Security Keys Could Kill The CAPTCHA

John Lister's picture

Humans as a whole spend 500 years each day completing CAPTCHA challenges according to a new estimate. The company behind the claim says USB security devices would be a more sensible way to confirm somebody is a human.

The data from Cloudflare is about CAPTCHAs: Completely Automated Public Turing test to tell Computers and Humans Apart. It's tests such as recognizing a string of letters on an unclear background or picking out images that contain a particular thing such as a boat or traffic light.
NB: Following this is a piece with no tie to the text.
PR #309, opened 2018-03-24
Adds support for arbitrary image rotations

coldstacks:
Previously only 90, 180, and 270 degree rotations were supported.  This PR adds support for arbitrary-angle image rotations during extraction.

The idea is to limit automated visits to a web page or form submissions, for example to limit attempts to bring down a web page or often as a way to prevent spam being submitted on a page with user generated content (such as comments). The tests are supposed to be something that's simple for a human but difficult for a computer, often combining image recognition and reasoning.

32 Seconds To Beat

Cloudflare says its studies show the average person takes 32 seconds to complete a CAPTCHA. It calculates that, based on assumption of users seeing one every 10 days, the total time spent each day is around 500 years. (Source:

It says this brings a string of problems beyond wasted time, including frustration on small-screen devices, accessibility challenges, and cultural confusion as the appearance and name of things like taxicabs and fire hydrants varies widely around the world.

"I Am Human" Test Remains

Instead, it's proposing a two-stage test. The first is the familiar ticking a box to confirm "I am human." That may sound a ridiculous test but in practice an online "robot" will usually move the cursor in a predictable manner without the slight unpredictable wobble of a human operating a mouse or tapping a screen.
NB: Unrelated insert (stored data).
PR #2022, opened 2021-07-21
fix(toast): dedicated horizontal container

lubber-de:
## Description
Whenever a horizontal toast was created, all further toast, in the same container position, were shown horizontal as well, even if they were supposed to be displayed normal/vertically.

Reason for this was the container selector, which was only defined for the positioning, but ignored a possible horizontal setting. This PR now creates a dedicated `horizontal` container, which fixes such situations.

## Testcase

- Click the first Button to show horizontal toasts
- Now click the second button, which should show normal/vertical toast in the same default position (top right)

### Broken
The vertical toasts are shown horizontal as well 
https://jsfiddle.net/lubber/znp9gr7o

### Fixed
The vertical toasts are shown vertical, no matter if a horizontal toast was shown before or not 
https://jsfiddle.net/lubber/znp9gr7o/2/

### Broken
toasthorizontalbroken

### Fixed
toasthorizontalfixed


prudho (approved):
LGTM

PR #2036, opened 2021-08-06
feat(modal): a11y support, tabbing in modal, close icon focus/keypress

lubber-de:
## Description
This PR adds accessibility (a11y) support to the modal module

- add proper aria attributes
- make sure tabbing only takes place inside the modal and does not tab to fields hidden by the dimmer
- make a close button a button and tabbable as well

I also separated the closeIcon from the previous close selector which was supposed to be able to also close the modal on each action button when the selector is enhanced.
Reason for separation of closeIcon is the new ability to trigger the closeicon by space or enter which is needed as accessibility requirement and was not possible before.

However, the tabbing feature works independently of existing aria labels and was a general bug anyway.

## Testcase
- Try to tab through the modals fields / buttons
- Try to focus the close icon and press space or enter
- Use a screen reader or check developers tools tab "accessibility" on the generated modal dom node to look for aria labels

### Before
- Tabbing after last action button leads into tabbing something else of your browser or even OS
- Tabbing before the first action button will focus the button behind the dimmer and after that your browser address bar and OS elements
- The close icon cannot be focussed, thus trying to press space or enter is useless and has no effect
- No aria attributes / labels, modal is not recognized in a screen reader properly
- Icon only Button is not recognized by screen reader

https://jsfiddle.net/lubber/7tqo3xkm/15/

### After
- Tabbing only works inside the modal
- Close icon can be focussed
- Pressing space or enter when close icon is focussed will close the modal
- A screen reader will recognize the icon only button as "mail" buttons
- A screen reader (or developer tools, tab "accessibility" will recognize the modal with proper aria attributes/labels

https://jsfiddle.net/lubber/7tqo3xkm/14/

### Before
aria_modal_wrong

### After
aria_modal_right

## Closes
https://github.com/Semantic-Org/Semantic-UI/issues/5773
https://github.com/Semantic-Org/Semantic-UI/issues/733

## Related
https://github.com/Semantic-Org/Semantic-UI/issues/348
https://github.com/go-gitea/gitea/issues/7057


prudho (approved):
Woah @lubber-de this is a great addition ! I'm not an expert in accessibility/aria support but from my perspective all looks good to me. Great job 👍

PR #2041, opened 2021-08-09
feat(form): new default true for errorfocus

lubber-de:
## Description
As proposed in https://github.com/fomantic/Fomantic-UI/discussions/1745#discussion-29935 this PR changes the default value for `errorFocus` to `true`.
The new default will always focus the first error field of a form when the form is invalid, which is more logical. By the previous Logic to adjust a form field content, you almost always have to click into that field first.


lubber-de:
Docs added by https://github.com/fomantic/Fomantic-UI-Docs/pull/295

exoego (approved):
This sounds better from end user PoV.

prudho (approved):

ColinFrick (approved):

The second stage would be for the user to either plug in (via USB) or tap (via NFC) a security device similar to a USB memory stick. The device wouldn't have any unique identifier but instead would simply contain code to confirm it was genuine. (Source:

While such a set-up should work in practice, it's likely to a be a chicken-and-egg problem. Users are unlikely to get such a device until it's widely accepted by websites. But websites are unlikely to require it (or even make it an alternative to CAPTCHAs) until a lot of users have the devices.

What's Your Opinion?

How often do you encounter CAPTCHA's? Do you find them frustrating? Would you be willing to use a security device as an alternative?

Rate this article: 
Average: 4.6 (8 votes)


doulosg's picture

At least with CAPTCHA I don't have to remember where the dongle is kept, which device it might be plugged into, which port is available, which version of USB it's compatible with, and how many times I'll need to reverse the insertion before I get it right.

Just typing that tells me I'd never want the device.
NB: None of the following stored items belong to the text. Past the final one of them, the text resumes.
PR #2043, opened 2021-08-09
feat(calendar): new default constantheight false

lubber-de:
## Description
As proposed in https://github.com/fomantic/Fomantic-UI/discussions/1745#discussioncomment-120894 this PR changes the default value for `constantheight` to `false`.

Whenever the first of a month is shown within the first 5 columns of a calendar, then, according to the months amount of days, a full adjacent row is added to the calendar, which is unnecessary in most cases, so i suggest to turn this setting off by default

### Screencapture
calendar-height

### DIFF
--- a/src/definitions/modules/calendar.js
+++ b/src/definitions/modules/calendar.js
@@ -1433,7 +1433,7 @@ $.fn.calendar.settings = {
 
   type               : 'datetime', // picker type, can be 'datetime', 'date', 'time', 'month', or 'year'
   firstDayOfWeek     : 0,          // day for first day column (0 = Sunday)
-  constantHeight     : true,       // add rows to shorter months to keep day calendar height consistent (6 rows)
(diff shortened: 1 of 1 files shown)


lubber-de:
Docs added by https://github.com/fomantic/Fomantic-UI-Docs/pull/298

exoego (approved):
LGTM
Added screen capture in the PR description.

prudho (approved):

lubber-de:
Mmh, there is one situation where this might be annoying if it's default: When the calendar is displayed on top of the calendar field: Because of the height changes you cannot constantly click on the month arrows.

Should we change the setting anyway?

https://jsfiddle.net/lubber/2gw7f8ze/1/

calendartopconstantheight

prudho:
Well this can be annoying... At my work for example, they always need to change month in calendars. Maybe we should not define it to `true` by default 🤔

lubber-de:
Agree, i will close this PR, let's keep the default as it is.

PR #2046, opened 2021-08-10
fix(dropdown): add namespace to sessionstorage

lubber-de:
## Description
Whenever more than 1 dropdown is using remoteData, the sessionstorage is sharing the keys because of a missing namespace.
Now, if different dropdowns use the same ids, but different values then the second dropdown will return the wrong names from the first dropdown.
This PR adds the dropdowns id/namespace to the sessionstorage keys, so those are now unique to their respective dropdowns.

### Example
Dropdown 1 has the following elements (key, value)
1, monday
2, tuesday
3, wednesday

Dropdown 2 has the following elements (key, value)
1, january
2, february
3, march

The second dropdown will get the Weeknames out of the sessionstorage instead of the monthnames, because the keys are the same.

## Closes
https://github.com/Semantic-Org/Semantic-UI/issues/5211

### DIFF
--- a/src/definitions/modules/dropdown.js
+++ b/src/definitions/modules/dropdown.js
@@ -2324,7 +2324,7 @@ $.fn.dropdown = function(parameters) {
               module.error(error.noStorage);
               return;
             }
-            name = sessionStorage.getItem(value);
+            name = sessionStorage.getItem(value + elementNamespace);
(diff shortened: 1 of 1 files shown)


prudho (approved):
LGTM

exoego (approved):
LGTM

PR #2047, opened 2021-08-10
fix(api): respect post vars for caching

lubber-de:
## Description
When the API uses local caching, it stores the response to the key, which only consists of the url.
While this is fine for the default method GET (which contains the get parameter as part of the url), this won't work if POST is used (and the url is most probably always the same)

This PR stringifies all existing url data and adds this to the url for a unique sessionstorage key to make sure the response cache corresponds to the parameters.

## Closes
https://github.com/Semantic-Org/Semantic-UI/issues/5093


src/definitions/behaviors/api.js
```diff
@@ -148,8 +148,8 @@ $.api = $.fn.api = function(parameters) {
               module.error(error.noStorage);
               return;
             }
-            response = sessionStorage.getItem(url);
-            module.debug('Using cached response', url, response);
+            response = sessionStorage.getItem(url + JSON.stringify(settings.data));
```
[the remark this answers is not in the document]
lubber-de: @exoego Thanks for the hint! Should be fine with 3f950f4ad71d0bda22d4dda776bd814ffd5d548c now
I intergrated https://github.com/hongymagic/jQuery.serializeObject/blob/master/jquery.serializeObject.js to make sure it's always a json object and to remove a dependency

exoego (dismissed):
LGTM

lubber-de:
@exoego I added a fix for IE11 which does not support a string for `Object.keys()`
This could happen whenever somebody provides a string for settings.data (which is a valid setting for jquery ajax) and keeps `serializeForm:false`

ColinFrick (approved):

src/definitions/behaviors/api.js
```diff
@@ -148,8 +148,8 @@ $.api = $.fn.api = function(parameters) {
               module.error(error.noStorage);
               return;
             }
-            response = sessionStorage.getItem(url);
-            module.debug('Using cached response', url, response);
+            response = sessionStorage.getItem(url + (typeof settings.data === "string" ? settings.data : JSON.stringify(settings.data,Object.keys(settings.data).sort())));
```
exoego, line 151: I suggest to extract function, since these duplications are non-trivial.

```javascript
function normalize(data) {
  return (typeof data === "string" ? data : JSON.stringify(data, Object.keys(data).sort())
}

// use-site
normalize(settings.data)
```

lubber-de: Done by b5aa6fca667e03759d1f1eb841f2a6a78ad05a02 
I decided to do it for the dedicated settings.data variable and put it under the `get` bahavior. This way it is also possible to retrieve this separately via behavior if needed

exoego (approved):
LGTM

lubber-de:
Docs regarding included serializeObject dependecy  added by https://github.com/fomantic/Fomantic-UI-Docs/pull/313

PR #2049, opened 2021-08-10
[Checkbox]!: Remove old v1 checkbox box code

prudho:
This PR delete the old code for v1 checkboxes that isn't even documented anymore.

Since target 2.9 is a breaking change, I think that we can delete it before the 3.0 release safely.


lubber-de (approved):
LGTM

PR #2085, opened 2021-08-21
feat(input): support invalid pseudoclass

lubber-de:
## Description
New native input types like "week", "date", "email", "url" etc. have a browser inbuild validation.
When those get invalid the pseudo selector `:invalid` is set. In general all input field types, which have the `required` attribute set and are empty, are considered invalid.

And those stats: Once every ten days. It feels roughly accurate, but probably only 1 in 5 to 1 in 10 are the complicated traffic signals, boats, crosswalks, etc. Most are just the Bad Robot checkbox.

Gurugabe's picture

For many corporate users this would be no problem. If a good 2Fa policy is set, usually a USB dongle is required to be able to login and when removed the computer gets locked. That would mean that those users would always have it plugged in while working. I have that at work so when I am not at work it stays in my pocket because I can't forget it the next day.
Now, for home users, that could be an issue trying to remember where their dongle is and getting it plugged in. Until it is widely adopted, they will rarely be used and could get lost in a drawer or just lost in between uses. I do have a personal set of Yubikeys, USB A and USB C, but they usually stay on my desk at work because I rarely need them at home. If one of my personal services like Google requests me to plug it in, it is usually on my phone while I am at work.

kitekrazy's picture

Dongles can be stolen or broken. They are also proprietary. Some of us have usb hubs dedicated to dongles. I'd hate to have an Apple system where you have to buy expensive attachments for what they deem as legacy. iLok has the option of not needing a dongle. This was once a form to protect from piracy but some developers felt it was wise in not letting a 3rd party come between them and a user.

Tech people seem to be out of touch with the average person on the street.

I do find it hard to believe the average person spends 32 seconds to complete a CAPTCHA unless its when they used blurry characters.